Today, I present a modified HDFS sink for Flume, purely a prototype, with support for one-to-one file creation for each event. This sink assumes that events will be ingested, or later intercepted to have a header associated with the event with the destination filename.
First, we define a new configuration variable to determine that for a particular HDFS sink, we want one event created per event.
agent.sinks.hdfs-sink.hdfs.singleBucket = true
Now, let’s modify the HDFS Event Sink that comes standard with Flume to use this configuration variable as a determination to perform this alternate type of write.
// Extract headers.
Map<String, String> headers = event.getHeaders();
String destinationName = headers.get("destinationName");
if(singleBucket && destinationName != null) {
bucketWriter.appendSingle(event, destinationName);
} else {
bucketWriter.append(event);
}
Now, let’s implement the writer to create one file per event, based on the header that’s been appended to the event object.
/**
* Write a single object to HDFS.
*
* @throws IOException
* @throws InterruptedException
*/
public synchronized void appendSingle(final Event event, final String destinationName)
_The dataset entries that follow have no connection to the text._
PR #849, opened 2022-11-29
wasmparser: split parsers for different elems

nagisa:
Given an `elem`, whether it is going to contain function indices or constexprs is determined early on, and once determined, this won’t change.

The way wasmparser’s API was structured suggested that such change within a single element is in fact possible, which confused me every time I encountered this. By introducing two distinct readers for each kind of element items, this property is encoded in the API, much like it is in wasm_encoder.

Although unverified and not at all the focus of this PR, this change may also improve the performance of parsing items, as the branch checking for whether the item is an expression of a function is now outside of the loop by construction.

### DIFF
--- a/crates/wasm-mutate/src/mutators/translate.rs
+++ b/crates/wasm-mutate/src/mutators/translate.rs
@@ -1,6 +1,9 @@
 use crate::{Error, Result};
 use wasm_encoder::*;
-use wasmparser::{DataKind, ElementItem, ElementKind, FunctionBody, Global, Operator, Type};
+use wasmparser::{
+    DataKind, ElementKind, FunctionBody, Global, Operator, SectionReader, SectionWithLimitedItems,
+    Type,
+};
 
 #[derive(Debug, Hash, Eq, PartialEq, Copy, Clone)]
 pub enum Item {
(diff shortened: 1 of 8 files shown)


crates/wasmparser/src/readers/core/elements.rs
```diff
@@ -283,10 +320,16 @@ impl<'a> ElementSectionReader<'a> {
...
+        let items = if exprs {
+            ElementItems::Expressions(ElementExpressionItemsReader::new(
+                &self.reader.buffer[data_start..data_end],
+                self.reader.original_offset + data_start,
+            )?)
+        } else {
+            ElementItems::Functions(ElementFunctionItemsReader::new(
+                &self.reader.buffer[data_start..data_end],
+                self.reader.original_offset + data_start,
+            )?)
```
nagisa, line 332: NB: this changes where the failure to parse the count of element items is reported. I’m happy to implement something that would allow detecting this particular error case separately as was possible before.

crates/wasm-mutate/src/mutators/translate.rs
```diff
@@ -246,31 +246,32 @@ pub fn element(
...
+                    t.translate_const_expr(
+                        &reader.read()?,
+                        &element.ty,
+                        ConstExprKind::ElementFunction,
+                    )
+                })
+                .collect::<Result<Vec<_>, _>>()?;
+            Elements::Expressions(&exprs)
+        }
+    };
```
nagisa, line 270: This particular example is where I think the increase in clarity is definitely worth the additional verbosity in other parts of the code base.

crates/wasmparser/src/readers/core/elements.rs
```diff
@@ -49,49 +49,96 @@ pub enum ElementKind<'a> {
...
+    }
+
+    /// Reads an element function item from the segment.
+    pub fn read(&mut self) -> Result<u32> {
+        let idx = self.reader.read_var_u32()?;
+        Ok(idx)
+    }
+}
+
+impl<'a> IntoIterator for ElementFunctionItemsReader<'a> {
```
alexcrichton, line 92: Could this perhaps use `SectionReader`, `SectionWithLimitedItems`, and `SectionIterator` to avoid a new iterator type? Albeit the name isn't great but I think could help cut down on the boilerplate possibly.

alexcrichton (approved):
Looks great to me, thanks! One minor question about reusing some other iterator abstractions but otherwise I'm happy to merge either way.

crates/wasmparser/src/readers/core/elements.rs
nagisa: Addressed!

PR #857, opened 2022-12-02
Remove a large amount of boilerplate parsing from `wasmparser`

alexcrichton:
Recently I was curious to try out a new `linking` section and `reloc` section parser, but I was struck again with how much boilerplate is required to create a section parser in `wasmparser`. I thought about this for a bit and realized that a huge amount of boilerplate could be removed by shifting the traits slightly in `wasmparser`. Prior to this change wasmparser had traits such as:

* `SectionReader` - implemented by anything that could be incrementally read as a section
* `SectionReaderLimited` - implemented for limited sections which had a length prefix for a fixed number of items - also gave an iterator.

Using these however required a large amount of boilerplate. Most sections had inherent methods duplicated with the trait methods, and there were quite a number of trait impls with lots of methods to implement. Furthermore almost all trait impls were exactly the same, just copy/pasted from elsewhere. 

How better to copy/paste code than to force rustc to do it through monomorphization! This commit removes the above two traits and replaces them with:

* `SectionLimited<'a, T>` - a new concrete `struct` for a section which is a list of `T`. This concrete struct is the deduplication of all the common methods/impls amongst all sections. All the bells and whistles can be added here and automatically shared with everything else.
* `FromReader<'a>` - this is a new trait that `SectionLimited` is based on. The `T` implements this trait and this represents the individual ability to parse a single `T` from a `BinaryReader`. In introducing this trait I opted to remove most of the inherent methods to `BinaryReader` and instead make them trait implementations. This makes them more readily accessible to users (as a trait impl) without having all the parsing centralized in one location.
* `Subsections<'a, T>` and `Subsection<'a>` - these are replacements for sections that are not length-delimited, namely the `name` and `component-name` custom sections.

The diff here removes about 2k lines from `wasmparser` and I think overall modernizes the feel of `wasmparser`'s API. There's still a lot to take in from the crate but I at least personally feel that it's a lot less boilerplate than before and easier to wrap my head around and figure out what needs implementing where (without copy/pasting lots of code from other locations)


alexcrichton:
I'll also note that while this is a very large PR the main guts are:

* The first commit, and the introduction of `SectionLimited`
* One of the commits in the middle, showing the pattern of what it looks like to use the new struct/trait
* The final commit, which removes the prior traits

I also forgot to write in the OP but while this is a breaking change for `wasmparser` it's not expected to be a large breaking change. All the same idioms are still possible (or at least should be or it's a bug). I've got further ideas for improving things and boilerplate here but I wanted to land this first as it's code-wise a large change.

Robbepop:
Does this PR also has performance implications for `wasmparser`?

fitzgen:
> Not intentionally, no, but I haven't verified. This should largely "just" be code motion.

Would be nice to double check this.

fitzgen (approved):
Very nice!

alexcrichton:
I've confirmed any perf difference is just noise locally.

PR #861, opened 2022-12-06
Cleanup skipping methods in `BinaryReader`

alexcrichton:
This commit consolidates and simplifies some methods around skipping data in a `BinaryReader`, typically to get a new reader to parse it later. Notably a field of `BinaryReader` is now private and there's less open-coding around the offsets and internal state management.


pchickey (approved):
Another nice refactor!

PR #1356, opened 2024-01-04
Accept `f32`/`f64` as aliases for `float32`/`float64`.

sunfishcode:
In WebAssembly/component-model#277 there seems to be consensus emerging to rename `float32`/`float64` to `f32`/`f64`. This PR just adds support for parsing `f32`/`f64`, and changes nothing else for now, to start preparing for this change.


esoterra (approved):

alexcrichton:
Before committing to this could a rough plan of how to make this transition be written down first? I suspect it'd look pretty similar to other historical transition plans, but it'd be good to have it in words somewhere. I'm retroactively wishing we had a list of active transitions happening at any one point in time because I've long forgotten what's needed any more at this point, but that can be handled later.

Can you additionally add some tests which assert that the syntax parses and works correctly?

esoterra:
Maybe we could get the `;`, `///`, and `f32`/`f64` stuff put onto some sort of combined WIT transitions roadmap.

I think they're the main changes and we can probably try to synchronize them to some extent.

sunfishcode:
> Before committing to this could a rough plan of how to make this transition be written down first? I suspect it'd look pretty similar to other historical transition plans, but it'd be good to have it in words somewhere. I'm retroactively wishing we had a list of active transitions happening at any one point in time because I've long forgotten what's needed any more at this point, but that can be handled later.

A plan for `f32`/`f64` is:
 - Make wit-parser accept `f32` and `f64` as aliases for `float32` and `float64`. https://github.com/bytecodealliance/wasm-tools/pull/1356
 - Wait until that's in a release and the major tools have updated.
 - Update Wit files, documentation, pretty-printers, etc. to `f32`/`f64`.
 - After some time, add a deprecation warning for `float32`/`float64` pointing users to `f32`/`f64`
 - After some time, remove `float32`/`float64`

The other transition in flight is documentation comments. That one's simpler because wit-parser already accepts `///` and most Wit files and documentation already use it.
 - Update the Wit printer to use it. https://github.com/bytecodealliance/wasm-tools/pull/1357
 - After some time, add a deprecation warning for `//` comments pointing uses to `///`.
 - After some time, make the warning an error.

The semicolon transition is already done. Wit-parser is already requiring semicolons.

Do these look reasonable? If so, I can file new issues in this repo to track them.

> Can you additionally add some tests which assert that the syntax parses and works correctly?

I've now added a test.

alexcrichton (approved):
Sounds good to me, and thanks! And yeah if you wouldn't mind opening issues that's probably the best way to track things for now.

Like with `//` as well this is probably a good time to go ahead and implement wearnings for `float{32,64}` and just have them disabled by default until we decide to turn them on.

PR #1357, opened 2024-01-04
Switch to `///` for printing documentation comments.

sunfishcode:
Switch to `///` for printing documentation comments.
    
Per the discussion in WebAssembly/component-model#286, switch to `///`
for documentation comments in the Wit printer.
    
`//` comments are still accepted and interpreted as documentation
comments for now.

And update the copy of wasi-http in the tests, to a newer version that uses `///` doc comments.


alexcrichton (approved):
Thanks!

Would you be up for implementing a warning as well for usage of `//`? It's not something we would enable just yet by default but it'd be good to go ahead and get the code in so it can be opted-in to if desired.

Issue #1362, opened 2024-01-09
wit: migrate to only accepting `///` for doc comments


sunfishcode:
Per the discussion in https://github.com/WebAssembly/component-model/issues/286, there seems to be consensus for using `///` as the documentation comment syntax.

This syntax is already recognized, so the plan for using `///` is:

 - [x] Update the Wit printer to use it. https://github.com/bytecodealliance/wasm-tools/pull/1357
 - [ ] After some time, add a deprecation warning for // comments pointing uses to ///.
 - [ ] After some time, make the warning an error.

PR #1363, opened 2024-01-09
Silently ignore non-doc-comment comments.

sunfishcode:
As part of bytecodealliance/wasm-tools#1362, silently ignore comments that aren't `///` comments. This won't break any actual code; it just means that documentation comments won't show up in generated bindings unless the `///` syntax is used.

All wit files I've seen already use `///` syntax for comments, so I expect the impact of this change will be low.


alexcrichton:
Given the recent switch to `//` away from `///` and that this is going back, could this be turned off by default for now? Effectively allow either `//` or `///` during this transitionary period with an env var to force `//` to get ignored

Issue #135, opened 2020-11-10
wast: How do you look up function indices when `Id::new(...)` is not public?


matthew-a-thomas:
If the following code is the idiomatic way to look up a function index then there's a problem. I can't create an `Id`:

```rust
let wat = "...";
let module = parse::<Wat>(&wat)?.module;
let names = module.resolve()?;
names.resolve_func(&mut Index::Id(
    Id::new( // associated function `new` is private
        "$my-name",
        Span::from_offset(0)
    )
));
```

Is there a better way to look up the `$my-name` function index?

alexcrichton:
Currently this was intended to help resolve other nodes that already had an `Id`, but exposing other methods seems fine by me!

martinitus:
Just stumbled over the same thing - I want to create AST nodes programatically, i.e. without parsing.

I see a couple of options: 
- `pub new(name: &'a str, span: Span)->Id<'a>` without any checks. This could cause downstream bugs, because i could e.g. provide an invalid name `$foo` or `foo bar`.
- `pub new(name: &'a str, span: Span)->Id<'a>` and internally parse the name, panic if the name is not a valid identifier. However I think that might not be possible due to requirements with the parser buffer / parser.
- `pub new(name: &'a str, span: Span)->Result<Id<'a>>`  as above, but instead of panic return the parse error.

martinitus:
I think this can be closed :) Thanks again @alexcrichton

PR #1369, opened 2024-01-13
Provide public new method for Id AST node

martinitus:
Proposed fix for #135.

### DIFF
--- a/crates/wast/src/token.rs
+++ b/crates/wast/src/token.rs
@@ -2,9 +2,9 @@
 //! associated specifically with the wasm text format per se (useful in other
 //! contexts too perhaps).
 
-use crate::annotation;
-use crate::lexer::Float;
+use crate::lexer::{Float, Lexer, TokenKind};
 use crate::parser::{Cursor, Parse, Parser, Peek, Result};
+use crate::{annotation, Error};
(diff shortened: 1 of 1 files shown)


martinitus:
Alternatively one could use `pub(crate)` fields in `Id` and drop the `new_unchecked` completely?

alexcrichton (commented):
Thanks for this! Given how low-level this function is though I'd be tempted to say that the `new` function as-is is probably ok to export. If you think the behavior you added here though is useful, perhaps a `new` and `new_checked`?

martinitus:
You are welcome! Thanks for all the work you are putting into this!<3

I thought about this once more and changed it to the pub(crate) variant as it aligns best with the rest of the code (imo) and avoids exposing a potential pitfall in the public API (e.g. passing in a `"invalid argument"` as name). The wast crate can simply instantiate the Id directly!

alexcrichton:
Ok I think that's fine, but I think the `pub(crate)` can be removed from the fields since it's not necessary to construct an `Id` within the same module. Replacing the one instance of `Id::new` that was there prior I think is ok to use struct-construction syntax, however.

alexcrichton (approved):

throws IOException, InterruptedException {
if ((filePath == null) || (writer == null)) {
throw new IOException("Invalid file settings");
}
final Configuration config = new Configuration();
// disable FileSystem JVM shutdown hook
config.setBoolean("fs.automatic.close", false);
synchronized (staticLock) {
checkAndThrowInterruptedException();
if(destinationName != null) {
try {
bucketPath = filePath + "/" + destinationName + inUseSuffix;
targetPath = filePath + "/" + destinationName;
LOG.info("Creating " + bucketPath);
callWithTimeout(new CallRunner<Void>() {
@Override
public Void call() throws Exception {
// Open.
if (codeC == null) {
// Need to get reference to FS using above config before underlying
// writer does in order to avoid shutdown hook & IllegalStateExceptions
fileSystem = new Path(bucketPath).getFileSystem(config);
writer.open(bucketPath);
} else {
// need to get reference to FS before writer does to avoid shutdown hook
fileSystem = new Path(bucketPath).getFileSystem(config);
writer.open(bucketPath, codeC, compType);
}
// Increment counters.
sinkCounter.incrementConnectionCreatedCount();
resetCounters();
// Write.
sinkCounter.incrementEventDrainAttemptCount();
writer.append(event);
writer.sync();
// Close.
writer.close();
sinkCounter.incrementConnectionClosedCount();
// Rename.
renameBucket();
return null;
}
});
} catch (Exception ex) {
sinkCounter.incrementConnectionFailedCount();
if (ex instanceof IOException) {
throw (IOException) ex;
} else {
throw Throwables.propagate(ex);
}
}
}
}
}
The code for this prototype is available on GitHub.